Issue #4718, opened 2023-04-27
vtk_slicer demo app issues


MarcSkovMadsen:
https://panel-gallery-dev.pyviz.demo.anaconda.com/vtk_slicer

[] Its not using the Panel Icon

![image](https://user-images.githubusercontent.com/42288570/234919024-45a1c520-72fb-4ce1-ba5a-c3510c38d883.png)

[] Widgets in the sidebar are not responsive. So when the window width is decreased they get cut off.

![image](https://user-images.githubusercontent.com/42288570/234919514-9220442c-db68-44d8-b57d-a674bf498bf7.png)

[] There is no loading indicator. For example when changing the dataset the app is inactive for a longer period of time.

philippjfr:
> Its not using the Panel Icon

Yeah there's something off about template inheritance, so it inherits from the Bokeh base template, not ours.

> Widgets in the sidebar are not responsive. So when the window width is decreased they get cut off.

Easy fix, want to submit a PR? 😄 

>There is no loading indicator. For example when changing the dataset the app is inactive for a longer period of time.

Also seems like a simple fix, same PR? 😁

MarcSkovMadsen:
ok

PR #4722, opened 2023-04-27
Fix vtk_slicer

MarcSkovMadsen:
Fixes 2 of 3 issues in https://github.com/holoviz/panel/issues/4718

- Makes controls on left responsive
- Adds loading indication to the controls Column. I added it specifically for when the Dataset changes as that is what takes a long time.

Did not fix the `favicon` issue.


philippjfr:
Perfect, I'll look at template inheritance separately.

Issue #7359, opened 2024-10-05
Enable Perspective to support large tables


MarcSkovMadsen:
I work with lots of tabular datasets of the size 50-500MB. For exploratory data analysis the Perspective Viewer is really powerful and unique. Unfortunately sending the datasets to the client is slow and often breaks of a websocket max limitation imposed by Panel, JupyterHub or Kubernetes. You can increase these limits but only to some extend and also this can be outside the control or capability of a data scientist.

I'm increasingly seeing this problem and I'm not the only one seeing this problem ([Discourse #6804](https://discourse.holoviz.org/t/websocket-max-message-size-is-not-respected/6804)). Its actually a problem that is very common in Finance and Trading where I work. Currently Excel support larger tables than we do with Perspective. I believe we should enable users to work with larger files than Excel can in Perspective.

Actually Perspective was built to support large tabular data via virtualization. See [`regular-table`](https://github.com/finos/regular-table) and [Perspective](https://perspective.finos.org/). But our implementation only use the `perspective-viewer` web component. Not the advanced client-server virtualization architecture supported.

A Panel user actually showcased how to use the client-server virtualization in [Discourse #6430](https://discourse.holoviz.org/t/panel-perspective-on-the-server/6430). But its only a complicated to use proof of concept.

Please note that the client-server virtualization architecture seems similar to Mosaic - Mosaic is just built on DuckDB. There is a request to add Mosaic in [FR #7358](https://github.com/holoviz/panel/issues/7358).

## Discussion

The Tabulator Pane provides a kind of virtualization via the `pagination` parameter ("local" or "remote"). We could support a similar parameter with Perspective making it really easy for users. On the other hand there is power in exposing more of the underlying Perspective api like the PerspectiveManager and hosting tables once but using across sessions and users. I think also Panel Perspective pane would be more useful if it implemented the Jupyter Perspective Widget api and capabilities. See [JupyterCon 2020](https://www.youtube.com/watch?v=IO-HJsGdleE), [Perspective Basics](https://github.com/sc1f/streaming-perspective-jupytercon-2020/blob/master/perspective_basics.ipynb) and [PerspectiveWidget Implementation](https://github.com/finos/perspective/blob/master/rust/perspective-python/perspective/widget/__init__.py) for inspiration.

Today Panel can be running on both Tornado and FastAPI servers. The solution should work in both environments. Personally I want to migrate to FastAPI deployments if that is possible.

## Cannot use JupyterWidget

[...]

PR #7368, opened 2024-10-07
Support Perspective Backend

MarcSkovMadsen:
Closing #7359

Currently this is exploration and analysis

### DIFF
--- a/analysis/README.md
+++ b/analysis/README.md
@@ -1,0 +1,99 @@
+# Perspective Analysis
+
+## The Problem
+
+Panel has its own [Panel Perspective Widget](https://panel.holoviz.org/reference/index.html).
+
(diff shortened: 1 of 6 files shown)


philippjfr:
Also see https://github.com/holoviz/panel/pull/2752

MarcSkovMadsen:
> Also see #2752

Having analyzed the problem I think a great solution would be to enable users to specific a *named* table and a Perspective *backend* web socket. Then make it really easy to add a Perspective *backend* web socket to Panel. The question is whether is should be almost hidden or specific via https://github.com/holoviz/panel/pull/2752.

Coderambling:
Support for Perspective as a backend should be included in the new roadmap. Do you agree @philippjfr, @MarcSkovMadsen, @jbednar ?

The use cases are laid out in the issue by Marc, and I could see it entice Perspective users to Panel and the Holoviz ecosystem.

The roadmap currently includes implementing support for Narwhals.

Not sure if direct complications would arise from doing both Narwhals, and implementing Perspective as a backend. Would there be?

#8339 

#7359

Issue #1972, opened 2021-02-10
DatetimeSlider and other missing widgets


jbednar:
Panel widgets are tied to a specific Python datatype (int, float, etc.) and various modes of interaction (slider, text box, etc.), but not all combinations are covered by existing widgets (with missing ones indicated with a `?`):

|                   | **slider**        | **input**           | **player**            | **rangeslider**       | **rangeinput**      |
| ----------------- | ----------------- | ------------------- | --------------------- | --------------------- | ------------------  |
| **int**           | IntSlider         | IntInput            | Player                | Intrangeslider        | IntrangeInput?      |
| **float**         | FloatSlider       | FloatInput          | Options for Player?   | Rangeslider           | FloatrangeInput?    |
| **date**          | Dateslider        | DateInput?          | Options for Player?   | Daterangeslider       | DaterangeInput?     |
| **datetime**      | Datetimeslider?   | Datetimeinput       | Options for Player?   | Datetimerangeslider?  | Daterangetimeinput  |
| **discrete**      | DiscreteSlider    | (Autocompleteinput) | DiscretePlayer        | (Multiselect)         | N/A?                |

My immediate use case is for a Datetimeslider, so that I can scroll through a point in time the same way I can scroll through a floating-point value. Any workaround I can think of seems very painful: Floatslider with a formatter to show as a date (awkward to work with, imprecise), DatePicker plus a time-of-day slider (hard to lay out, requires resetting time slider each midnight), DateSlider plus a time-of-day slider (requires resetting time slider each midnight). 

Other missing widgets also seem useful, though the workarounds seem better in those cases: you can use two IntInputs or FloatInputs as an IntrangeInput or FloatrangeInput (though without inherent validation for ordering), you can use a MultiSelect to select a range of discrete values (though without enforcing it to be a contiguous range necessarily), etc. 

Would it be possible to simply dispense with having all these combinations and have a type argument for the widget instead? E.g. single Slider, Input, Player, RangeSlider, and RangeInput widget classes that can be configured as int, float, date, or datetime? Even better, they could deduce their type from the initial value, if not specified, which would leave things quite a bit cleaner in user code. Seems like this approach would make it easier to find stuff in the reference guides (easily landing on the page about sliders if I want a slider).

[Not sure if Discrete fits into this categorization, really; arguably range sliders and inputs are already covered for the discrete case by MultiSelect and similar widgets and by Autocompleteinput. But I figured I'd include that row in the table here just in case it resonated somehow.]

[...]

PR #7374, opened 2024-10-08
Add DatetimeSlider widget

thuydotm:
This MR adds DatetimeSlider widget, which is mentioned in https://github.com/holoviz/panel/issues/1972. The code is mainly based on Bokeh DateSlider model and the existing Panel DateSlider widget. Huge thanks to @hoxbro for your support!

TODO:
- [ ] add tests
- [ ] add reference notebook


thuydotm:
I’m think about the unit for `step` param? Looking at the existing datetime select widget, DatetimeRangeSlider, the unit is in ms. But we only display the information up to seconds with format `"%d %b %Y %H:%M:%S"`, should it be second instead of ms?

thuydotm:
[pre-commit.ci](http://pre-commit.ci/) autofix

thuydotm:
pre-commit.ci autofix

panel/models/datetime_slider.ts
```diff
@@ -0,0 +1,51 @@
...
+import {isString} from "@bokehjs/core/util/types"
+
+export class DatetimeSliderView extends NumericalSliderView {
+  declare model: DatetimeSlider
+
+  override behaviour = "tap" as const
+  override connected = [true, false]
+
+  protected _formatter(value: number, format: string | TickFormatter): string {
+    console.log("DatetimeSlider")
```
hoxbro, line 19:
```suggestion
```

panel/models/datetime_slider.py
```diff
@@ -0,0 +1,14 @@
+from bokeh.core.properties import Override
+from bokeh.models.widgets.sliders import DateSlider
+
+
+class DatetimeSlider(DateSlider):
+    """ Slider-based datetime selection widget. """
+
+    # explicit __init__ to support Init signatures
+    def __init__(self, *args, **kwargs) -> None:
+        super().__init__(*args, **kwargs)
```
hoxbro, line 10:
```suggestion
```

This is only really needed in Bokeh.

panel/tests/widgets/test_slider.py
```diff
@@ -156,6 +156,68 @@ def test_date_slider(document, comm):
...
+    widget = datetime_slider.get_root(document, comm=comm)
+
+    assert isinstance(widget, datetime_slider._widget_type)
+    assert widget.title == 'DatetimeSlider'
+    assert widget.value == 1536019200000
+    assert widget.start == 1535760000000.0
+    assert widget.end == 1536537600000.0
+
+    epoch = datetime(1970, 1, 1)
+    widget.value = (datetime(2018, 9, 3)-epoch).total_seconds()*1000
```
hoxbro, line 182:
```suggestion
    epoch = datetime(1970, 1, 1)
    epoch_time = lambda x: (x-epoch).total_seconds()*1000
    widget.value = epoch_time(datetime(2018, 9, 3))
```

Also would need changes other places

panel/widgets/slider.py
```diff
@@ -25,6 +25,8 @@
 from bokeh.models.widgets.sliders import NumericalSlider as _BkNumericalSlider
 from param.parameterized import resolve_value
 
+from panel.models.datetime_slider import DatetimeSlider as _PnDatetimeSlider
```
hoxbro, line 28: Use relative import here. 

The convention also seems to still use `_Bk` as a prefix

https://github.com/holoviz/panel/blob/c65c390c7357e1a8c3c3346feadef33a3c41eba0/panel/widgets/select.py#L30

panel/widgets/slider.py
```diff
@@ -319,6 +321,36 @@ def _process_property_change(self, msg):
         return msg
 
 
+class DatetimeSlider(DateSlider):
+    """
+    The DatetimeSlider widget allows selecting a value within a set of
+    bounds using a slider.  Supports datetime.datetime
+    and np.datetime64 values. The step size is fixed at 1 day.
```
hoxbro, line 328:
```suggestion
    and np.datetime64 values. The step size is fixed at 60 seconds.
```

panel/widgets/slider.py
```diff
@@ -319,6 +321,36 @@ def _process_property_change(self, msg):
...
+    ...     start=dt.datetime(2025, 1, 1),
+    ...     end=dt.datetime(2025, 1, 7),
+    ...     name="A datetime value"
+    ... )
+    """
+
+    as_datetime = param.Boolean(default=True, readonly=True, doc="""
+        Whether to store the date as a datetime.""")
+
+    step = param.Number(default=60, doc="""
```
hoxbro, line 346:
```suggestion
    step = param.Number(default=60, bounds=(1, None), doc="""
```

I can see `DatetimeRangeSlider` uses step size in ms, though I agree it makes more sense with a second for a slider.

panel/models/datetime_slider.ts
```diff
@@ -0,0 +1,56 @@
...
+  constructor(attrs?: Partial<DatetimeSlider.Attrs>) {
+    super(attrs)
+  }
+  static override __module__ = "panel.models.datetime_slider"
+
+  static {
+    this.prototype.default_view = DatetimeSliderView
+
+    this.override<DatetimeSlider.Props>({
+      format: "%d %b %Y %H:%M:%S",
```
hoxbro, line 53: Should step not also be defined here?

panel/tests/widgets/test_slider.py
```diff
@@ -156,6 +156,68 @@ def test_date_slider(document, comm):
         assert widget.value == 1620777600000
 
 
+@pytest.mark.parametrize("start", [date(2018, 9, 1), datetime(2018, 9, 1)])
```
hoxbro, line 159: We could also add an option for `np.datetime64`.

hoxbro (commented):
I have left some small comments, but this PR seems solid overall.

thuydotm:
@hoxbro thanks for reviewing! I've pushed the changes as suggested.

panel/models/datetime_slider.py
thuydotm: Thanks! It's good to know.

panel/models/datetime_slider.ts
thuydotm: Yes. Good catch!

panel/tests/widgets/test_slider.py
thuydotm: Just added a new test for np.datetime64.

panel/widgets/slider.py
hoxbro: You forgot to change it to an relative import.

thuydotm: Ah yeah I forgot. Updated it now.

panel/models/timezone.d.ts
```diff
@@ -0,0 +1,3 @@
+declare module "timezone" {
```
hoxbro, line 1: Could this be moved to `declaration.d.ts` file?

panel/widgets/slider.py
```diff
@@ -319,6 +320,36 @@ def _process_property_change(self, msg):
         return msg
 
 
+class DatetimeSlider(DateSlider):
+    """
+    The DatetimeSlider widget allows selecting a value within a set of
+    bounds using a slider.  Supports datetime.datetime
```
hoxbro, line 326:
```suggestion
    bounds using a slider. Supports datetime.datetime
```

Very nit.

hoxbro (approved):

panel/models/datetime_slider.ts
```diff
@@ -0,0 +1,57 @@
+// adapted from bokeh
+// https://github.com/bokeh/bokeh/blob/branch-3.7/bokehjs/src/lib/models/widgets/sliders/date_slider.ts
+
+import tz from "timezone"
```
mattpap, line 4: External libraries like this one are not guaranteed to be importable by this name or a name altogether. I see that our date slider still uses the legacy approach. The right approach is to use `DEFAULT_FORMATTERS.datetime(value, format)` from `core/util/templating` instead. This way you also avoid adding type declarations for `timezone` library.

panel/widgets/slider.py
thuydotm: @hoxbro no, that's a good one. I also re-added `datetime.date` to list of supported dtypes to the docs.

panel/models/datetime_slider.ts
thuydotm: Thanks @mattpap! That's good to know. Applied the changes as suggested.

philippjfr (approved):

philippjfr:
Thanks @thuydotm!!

[Task] Select and copy every line from the records that includes the word "sure".

[Answer to this problem]
Not sure if direct complications would arise from doing both Narwhals, and implementing Perspective as a backend. Would there be?
[Not sure if Discrete fits into this categorization, really; arguably range sliders and inputs are already covered for the discrete case by MultiSelect and similar widgets and by Autocompleteinput. But I figured I'd include that row in the table here just in case it resonated somehow.]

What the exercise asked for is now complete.